14
Жил я тогда в небольшой уютной комнате с окном в сад у Гоголинских. Это была очень милая, славная семья. Захар Адамович по-прежнему служил в коммунальном отделе, любил пошутить, рассказать анекдот, пропустить рюмочку перед обедом. Он напоминал мне Стиву Облонского из "Анны Карениной" Толстого. Помню, как ходит он со скучающим видом по комнате и шутливо говорит: "Ах, Юзик, Юзик, что мне делать? Не любят меня девки". Его жена Варвара Мефодиевна, женщина безропотная, добрая, тоже относилась ко мне хорошо. Будто сейчас вижу ее, усталую, с дремотным видом сидящую в уголке. И дети у них были хорошие, воспитанные: Катя, Валя и Саша.

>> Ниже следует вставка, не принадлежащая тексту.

Issue #215, opened 2021-11-23
Remove doctrine event listeners/subscribers temporarily


CharloMez:
I have an issue with some testing cases:

*  When i want to test my doctrine event subscribers in a functional test, I want predefined data to perform a PUT request.
My subscribers are fired when i instantiate foundry fixtures, so i could verify nothing with my call. 
* Same for Functional tests on symfony command

So sometimes I would like to store fixtures that goes raw in database, without any listeners on their creation.

Maybe we can already does it, but I didn't found how,
So I made a little code snippet for that:
```
use Doctrine\Bundle\DoctrineBundle\EventSubscriber\EventSubscriberInterface;
use Doctrine\ORM\EntityManagerInterface;

...

    public function withoutDoctrineListeners()
    {
        /** @var EntityManagerInterface $manager */
        $manager = FooFactory::configuration()->objectManagerFor(Foo::class);
        $listeners = $manager->getConnection()->getEventManager()->getListeners();
        foreach ($listeners as $type => $listenersByType) {
            foreach ($listenersByType as $listener) {
                if ($listener instanceof EventSubscriberInterface) {
                    $manager->getConnection()->getEventManager()->removeEventSubscriber($listener);

                    continue;
                }

                $manager->getConnection()->getEventManager()->removeEventListener($type, $listener);
            }
        }
    }
```

So do you think is it something you can propose in foundry ?

I thought about something like (function name is probably bad):
```
        FooFactory::new()->withoutDoctrineListeners()->create();
```

I can submit a pull request if you like the idea

kbond:
I do like the idea but there are some nuances we need to think about.

When calling your code that actually tests the listeners, do you do anything to put the event listeners "back"?

CharloMez:
Yeah I agree with that, we need to put back listeners after creation.  
I thought about something else, the function could have an optional argument, "$eventTypeName":
```
FooFactory::new()->withoutDoctrineListeners(Events::postPersist)->create();
```

The function "getListeners" have this optional argument, so it would be nice to allow it and follow it to this function.

Do you want to add the feature yourself, or it is ok for you to let me make a pull request for this ?

kbond:
> I thought about something else, the function could have an optional argument, "$eventTypeName":

Sure, makes sense.

>  or it is ok for you to let me make a pull request for this

Go ahead with a PR if you're willing!

nikophil:
stale issue, feel free to reopen it

PR #216, opened 2021-11-25
feature(doctrine events): allow factories to disable doctrine events.

CharloMez:
feature(doctrine events): allow factories to disable doctrine events before creation. (issue #215)

### DIFF
--- a/src/Factory.php
+++ b/src/Factory.php
@@ -128,9 +128,7 @@ class Factory
             return $proxy;
         }
 
-        $proxy->save();
-
-        $proxy->withoutAutoRefresh(function(Proxy $proxy) use ($attributes) {
+        $proxy->save()->withoutAutoRefresh(function(Proxy $proxy) use ($attributes) {
             foreach ($this->afterPersist as $callback) {
                 $proxy->executeCallback($callback, $attributes);
             }
--- a/src/Factory.php
+++ b/src/Factory.php
@@ -2,10 +2,11 @@
 
 namespace Zenstruck\Foundry;
 
-use Doctrine\Bundle\DoctrineBundle\EventSubscriber\EventSubscriberInterface;
+use Doctrine\Common\EventSubscriber;
 use Doctrine\ORM\EntityManagerInterface;
 use Doctrine\ORM\Mapping\ClassMetadataInfo;
 use Faker;
+use Symfony\Bridge\Doctrine\ContainerAwareEventManager;
 
 /**
  * @template TObject of object
@@ -338,6 +339,11 @@ class Factory
             $value = $value->withoutPersisting();
         }
 
+        if (false === $this->doctrineEvents) {
+            // ensure attribute Factory's doctrine events are also not fired
+            $value = $value->withoutDoctrineEvents();
+        }
+
         // Check if the attribute is cascade persist
         if (self::configuration()->hasManagerRegistry()) {
             $relationField = $this->relationshipField($value);
@@ -481,16 +487,18 @@ class Factory
 
         /** @var EntityManagerInterface $manager */
         $manager = self::configuration()->objectManagerFor($this->class);
+        /** @var ContainerAwareEventManager $eventManager */
+        $eventManager = $manager->getConnection()->getEventManager();
 
         foreach ($this->disabledDoctrineEvents as $type => $listenersByType) {
             foreach ($listenersByType as $listener) {
-                if ($listener instanceof EventSubscriberInterface) {
-                    $manager->getConnection()->getEventManager()->addEventSubscriber($listener);
+                if ($listener instanceof EventSubscriber) {
+                    $eventManager->addEventSubscriber($listener);
 
                     continue;
                 }
 
-                $manager->getConnection()->getEventManager()->addEventListener($type, $listener);
+                $eventManager->addEventListener($type, $listener);
             }
         }
     }
@@ -499,17 +507,27 @@ class Factory
     {
         /** @var EntityManagerInterface $manager */
         $manager = self::configuration()->objectManagerFor($this->class);
+        /** @var ContainerAwareEventManager $eventManager */
+        $eventManager = $manager->getConnection()->getEventManager();
 
         $this->disabledDoctrineEvents = $manager->getConnection()->getEventManager()->getListeners($this->doctrineEventTypeName);
         foreach ($this->disabledDoctrineEvents as $type => $listenersByType) {
-            foreach ($listenersByType as $listener) {
-                if ($listener instanceof EventSubscriberInterface) {
+            foreach ($listenersByType as $name => $listener) {
+                if ($listener instanceof EventSubscriber) {
                     $manager->getConnection()->getEventManager()->removeEventSubscriber($listener);
 
                     continue;
                 }
 
-                $manager->getConnection()->getEventManager()->removeEventListener($type, $listener);
+                if (false === \mb_strpos($name, '_service_')) {
+                    // Handle listeners with hash as name, ex: '000000001f7b9da2000000001c719ccc'
+                    $eventManager->removeEventListener($type, $listener);
+                } else {
+                    // Handle listeners with name like:
+                    // '_service_Zenstruck\Foundry\Tests\Fixtures\Event\CommentEventListener'
+                    // '_service_doctrine.orm.default_listeners.attach_entity_listeners'
+                    $eventManager->removeEventListener($type, \str_replace('_service_', '', $name));
+                }
             }
         }
     }
--- a/src/Factory.php
+++ b/src/Factory.php
@@ -2,6 +2,8 @@
 
 namespace Zenstruck\Foundry;
 
+use Doctrine\Bundle\DoctrineBundle\EventSubscriber\EventSubscriberInterface;
+use Doctrine\ORM\EntityManagerInterface;
 use Doctrine\ORM\Mapping\ClassMetadataInfo;
 use Faker;
 
@@ -33,6 +35,9 @@ class Factory
 
     /** @var string|null */
     private $doctrineEventTypeName = null;
+
+    /** @var array */
+    private $disabledDoctrineEvents = [];
 
     /** @var bool */
     private $cascadePersist = false;
@@ -119,13 +124,13 @@ class Factory
         }
 
         if (false === $this->doctrineEvents) {
-            $proxy->disableDoctrineEvents($this->doctrineEventTypeName);
+            $this->disableDoctrineEvents();
         }
 
         $proxy->save();
 
         if (false === $this->doctrineEvents) {
-            $this->resetDoctrineEvents($proxy);
+            $this->resetDoctrineEvents();
         }
 
         return $proxy->withoutAutoRefresh(function(Proxy $proxy) use ($attributes) {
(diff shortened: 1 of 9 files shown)


kbond:
Thanks for working on this. Don't worry about the CS issues - I can fix before merging.

CharloMez:
@kbond actually I tried to build a docker environment to make tests works in local env, I partially succeed (I can't run functional tests).  
So it's almost a blind devlopment, do you have something to help me on it ? Maybe a docker-compose environment ? Makefile ? .env ?

CharloMez:
I set up a docker environment with php/pqsql/nginx, I configured it well, the DATABASE_URL is well set in the container, but I still don't succeed to run your test suite. I always have this error
`Error running "doctrine:database:drop":  in /var/www/src/Test/DatabaseResetter.php:123`
I miss something but I don't understand what.

Except that, I can see that my functional tests doesn't work on the CI, my doctrine EventSubscriber fixture is not executed.

kbond:
Unfortunately, I don't have docker experience. I run everything locally. I was going to suggest doing what you did but am unsure why you're getting that error. Any more context? That error should output the command output.

kbond:
For the test event subscriber: try having it implement `Doctrine\Bundle\DoctrineBundle\EventSubscriber\EventSubscriberInterface`. It doesn't look like `Doctrine\Common\EventSubscriber` can be autowired.

kbond:
Regarding running the tests locally, could https://github.com/nektos/act help? I haven't used it myself but see it referenced quite a bit.

CharloMez:
ok finally I succeed to make it run locally (with my docker setup), and it works locally with a php8.

kbond:
Great to hear. I'd like to make the test suite easier to run for contributors. Is there anything you can share that could help? Are there other/bundles libraries you know if that I can use as inspiration?

tests/Fixtures/Kernel.php
```diff
@@ -58,6 +59,10 @@ protected function configureContainer(ContainerBuilder $c, LoaderInterface $load
             ->setAutoconfigured(true)
             ->setAutowired(true)
         ;
+        $c->register(CommentEventSubscriber::class)
```
kbond, line 62: You'll have tag this as an event subscriber manually instead of relying on autoconfiguration. Early versions of doctrine bundle don't register this interface for autoconfiguration.

CharloMez:
@kbond finally CI is ok (except scrutinizer, I don't know why).  
I will try to share my docker-compose environment after some cleaning

src/Proxy.php
```diff
@@ -222,6 +226,47 @@ public function disableAutoRefresh(): self
         return $this;
     }
 
+    public function disableDoctrineEvents(?string $eventTypeName = null): self
```
kbond, line 229: Do you have a use-case for having these methods on the `Proxy`? If not, I'd prefer this code to be in `Factory` (and remove this public API).

kbond (changes requested):

src/Proxy.php
CharloMez: done :+1:

kbond (commented):
Just a few comments:
1. Relation factory's created during `create()` would currently have events called even if disabled by the parent. There are certain scenarios where they would be disabled though (ie if cascade: persist).
2. The `afterPersist` hook is called with disabled events re-enabled.

Are the above two things intentional or what are your thoughts on these?

If a user has chosen to disable events, I'm wondering if all of create should have events disabled. WDTY?

kbond:
Just an idea but what do you think of this API:

```php
Factory::withoutDoctrineEvents(function() {
    PostFactory::createOne(); // events disabled
    PostFactory::createOne(); // events disabled
});

PostFactory::createOne(); // events enabled
```

CharloMez:
> Just a few comments:
> 
> 1. Relation factory's created during `create()` would currently have events called even if disabled by the parent. There are certain scenarios where they would be disabled though (ie if cascade: persist).
> 2. The `afterPersist` hook is called with disabled events re-enabled.
> 
> Are the above two things intentional or what are your thoughts on these?
> 
> If a user has chosen to disable events, I'm wondering if all of create should have events disabled. WDTY?

No it was not intentional, I didn't really thought about it. Actually I thought to do it like the  `withoutPersisting()` functionality. 

I think the functionality is good like that for some reasons:
* I feel like it is same as `withoutPersisting` functionality, and different way to use them will loose a little the user
* In this way, if the user want all the process to be without events he can do it (he explicite `withoutDoctrineEvents` on all factory). But if we force all the process to be without events, the user can do nothing if he just want the first entity without events.
* It's personal but I don't like much this kind of declaration
* And finally we can still correct anytime the feature if the community have troubles to use it like that

kbond:
> I feel like it is same as withoutPersisting functionality, and different way to use them will loose a little the user

FYI, `withoutPersisting` is "passed" down to sub-factory's

> It's personal but I don't like much this kind of declaration

Is [this](https://github.com/zenstruck/foundry/pull/216#issuecomment-981696281) what you're referring to?

> And finally we can still correct anytime the feature if the community have troubles to use it like that

If we merge as-is, then decide to disable events for the entire create, this would be a BC break.

CharloMez:
> FYI, `withoutPersisting` is "passed" down to sub-factory's

Ah ok I didn't notice, my bad. But when I said that, I thought more about different way to declare it in tests

> Is [this](https://github.com/zenstruck/foundry/pull/216#issuecomment-981696281) what you're referring to?

Yes

> If we merge as-is, then decide to disable events for the entire create, this would be a BC break.

Yeah true... 

> In this way, if the user want all the process to be without events he can do it (he explicite withoutDoctrineEvents on all factory). 
> But if we force all the process to be without events, the user can do nothing if he just want the first entity without events.

And what do you think about that ?

You have a much better vision of this, and where does it go, so if you think it's better to follow the `withoutDoctrineEvents` to child creations, let's do it.

kbond:
> In this way, if the user want all the process to be without events he can do it (he explicite withoutDoctrineEvents on all factory). But if we force all the process to be without events, the user can do nothing if he just want the first entity without events.

I'm a bit torn to be honest, you're right in that we couldn't provide a way to disable just for the primary factory but:

```php
PostFactory::new()->withoutDoctrineEvents()->create();
```

My initial instinct expects all doctrine events to be disabled during "create".

CharloMez:
ok let's do it like that

kbond:
Ok, yeah, I'm thinking let's disable events for all of create. The solution for allowing sub-factory's to be created with events will be to create them first:

```php
$categroy = CategoryFactory::createOne(); // created with events
PostFactory::new()->withoutDoctrineEvents()->create(['category' => $category]);
```

WDYT?

CharloMez:
> Ok, yeah, I'm thinking let's disable events for all of create. The solution for allowing sub-factory's to be created with events will be to create them first:
> 
> ```
> $categroy = CategoryFactory::createOne(); // created with events
> PostFactory::new()->withoutDoctrineEvents()->create(['category' => $category]);
> ```
> 
> WDYT?

It's ok for me :+1: 
 i will try to do it soon. thanks

CharloMez:
@kbond sorry it took me times to do it...
I figured out that this dev didn't work on listener, so I handle it in the last commit, and I add specific tests for listeners.  
Usually I don't like to comment my code, but I feel that this new specific part needed some.  
And of course I also add what we said about sub-factories, included tests.

Don't hesitate to tell me if something is not good for you.

CharloMez:
@kbond I have a repository for a docker-compose environnement on php8/pgsql/nginx, and i made a specific branch for foundry.
https://github.com/CharloMez/php8-nginx-pg-bootstrap_for_symfony/tree/feature/zenstruckFoundryMakefile

Tell me what do you think about it.  Feel free to ask me some improvement on it.

src/Factory.php
```diff
@@ -440,4 +479,56 @@ private function isPersisting(): bool
...
+                    continue;
+                }
+
+                if (false === \mb_strpos($name, '_service_')) {
+                    // Handle listeners with hash as name, ex: '000000001f7b9da2000000001c719ccc'
+                    $eventManager->removeEventListener($type, $listener);
+                } else {
+                    // Handle listeners with name like:
+                    // '_service_Zenstruck\Foundry\Tests\Fixtures\Event\CommentEventListener'
+                    // '_service_doctrine.orm.default_listeners.attach_entity_listeners'
```
kbond, line 528:
```suggestion
                    // Symfony\Bridge\Doctrine\ContainerAwareEventManager allows container service id's to be registered as event listeners
                    // these are prefixed with "_service_"
```

kbond (changes requested):

kbond:
> Tell me what do you think about it. Feel free to ask me some improvement on it.

I'm not very familiar with docker but a few comments:
1. The test suite doesn't require a web server so probably shouldn't include php-fpm/nginx
2. Should include a mysql container to be able to run test suite on mysql

kbond:
> sorry it took me times to do it...

No worries and no pressure/rush - we're all doing this in our spare time!

The test failures must be related to this PR but I can't see how. I merged a PR a few hours ago that didn't have failures. Maybe a rebase would fix?

src/Factory.php
```diff
@@ -440,4 +479,56 @@ private function isPersisting(): bool
...
+        $this->disabledDoctrineEvents = $manager->getConnection()->getEventManager()->getListeners($this->doctrineEventTypeName);
+        foreach ($this->disabledDoctrineEvents as $type => $listenersByType) {
+            foreach ($listenersByType as $name => $listener) {
+                if ($listener instanceof EventSubscriber) {
+                    $manager->getConnection()->getEventManager()->removeEventSubscriber($listener);
+
+                    continue;
+                }
+
+                if (false === \mb_strpos($name, '_service_')) {
```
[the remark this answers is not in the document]
CharloMez: Yeah actually I'm not really satisfied by this code, but I don't see how to do better.  
It is well tested, if this keyword change, it will break my test.

src/Factory.php
```diff
@@ -440,4 +479,56 @@ private function isPersisting(): bool
...
+                    // Handle listeners with hash as name, ex: '000000001f7b9da2000000001c719ccc'
+                    $eventManager->removeEventListener($type, $listener);
```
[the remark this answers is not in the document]
CharloMez: This is well tested because in the test I call twice `withoutDoctrineEvents()`, when the `create()` method of the first one finish, it re enable listeners and register them with that kind of name.  
So the second  `withoutDoctrineEvents()` test this part.

CharloMez:
> > sorry it took me times to do it...
> 
> No worries and no pressure/rush - we're all doing this in our spare time!
> 
> The test failures must be related to this PR but I can't see how. I merged a PR a few hours ago that didn't have failures. Maybe a rebase would fix?

I rebased it, but still fail, I don't really understand why...

CharloMez:
> I'm not very familiar with docker but a few comments:
> 
> 1. The test suite doesn't require a web server so probably shouldn't include php-fpm/nginx
> 2. Should include a mysql container to be able to run test suite on mysql

yeah true, I will remove nginx for this branch.  

It is a very simple docker-compose conf, to be able to execute the tests suite.  

You are right, a perfect configuration would be to have all different kind of database and all different php version handled by your project, but doing such environment will require to create a system to be able to switch between all of that.  
It require much more reflexion and skills in dockerisation, I can think of it but I'm not sure I have the skill for that.

src/Factory.php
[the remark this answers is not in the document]
kbond: I guess this is all we can do.

src/Factory.php
```diff
@@ -112,11 +128,19 @@ function($value) {
             return $proxy;
         }
 
-        return $proxy->save()->withoutAutoRefresh(function(Proxy $proxy) use ($attributes) {
+        $proxy->save();
+
+        $proxy->withoutAutoRefresh(function(Proxy $proxy) use ($attributes) {
```
kbond, line 133:
```suggestion
        $proxy->save()->withoutAutoRefresh(function(Proxy $proxy) use ($attributes) {
```

kbond (changes requested):
Small fix.

Since the failing test is happening when running the test suite with dama-doctrine-bundle, I wonder if messing with the events is breaking something. When I have a chance, I'll checkout the code and take a look.

Edit: I think this [event](https://github.com/dmaicher/doctrine-test-bundle/blob/master/src/DAMA/DoctrineTestBundle/Doctrine/DBAL/PostConnectEventListener.php) is being removed and causing problems. We'll need to somehow only remove ORM events (this might be easier said than done).

CharloMez:
> Small fix.
> 
> Since the failing test is happening when running the test suite with dama-doctrine-bundle, I wonder if messing with the events is breaking something. When I have a chance, I'll checkout the code and take a look.
> 
> Edit: I think this [event](https://github.com/dmaicher/doctrine-test-bundle/blob/master/src/DAMA/DoctrineTestBundle/Doctrine/DBAL/PostConnectEventListener.php) is being removed and causing problems. We'll need to somehow only remove ORM events (this might be easier said than done).

hmm yeah I see. Maybe a more reasonable way to handle this functionality is to give explicitly the subscriber or listener to remove. like:
`->withoutDoctrineEvent(CommentEventListener::class)` 
And allow the user to chain call if needed, like:
`->withoutDoctrineEvent(CommentEventListener::class)->withoutDoctrineEvent(CommentEventSubscriber::class)->create()`

src/Factory.php
CharloMez: This don't solve the problem

kbond: I didn't think it would, this was just a minor thing.

kbond:
> Maybe a more reasonable way to handle this functionality is to give explicitly the subscriber or listener to remove. like:

I agree, while not ideal, I don't see an easy way to distinguish between ORM and DBAL events.

kbond:
I'm closing this as stale but do think it's a valid feature. Feel free to reopen!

Старшей дочери Кате было около двадцати лет. Это была хрупкая, несколько болезненная, очень скромная и воспитанная девушка. Жили мы с ней дружно, и я пробовал за ней ухаживать. Однажды я поцеловал ее. Она сказала об этом матери, мать отцу, и тот прочел мне нотацию, сказав, чтобы я не крутил девушке голову, а если у меня серьезные намерения, то, как порядочный человек, обратился бы к родителям и попросил бы руки дочери.
Трагично сложилась судьба этой дружной, хорошей семьи. В 1937 году арестовали Захара Адамовича. После десятилетнего заключения вернулся он больным и немощным в родной Витебск и вскоре умер. Были арестованы и погибли в застенках ГПУ красивая Валя и ее брат Саша. В начале пятидесятых годов умерла Варвара Мефодиевна. Много горя хлебнула Катя. Несчастливо сложилась ее семейная жизнь. Муж, которого она очень любила, оставил ее, сошедшись с другой женщиной. И теперь живет она в Витебске с племянницей, дочерью Вали Наташей, которая больна шизофренией. Они вдвоем работают надомницами в какой-то артели, вяжут авоськи, зарабатывая себе на жизнь.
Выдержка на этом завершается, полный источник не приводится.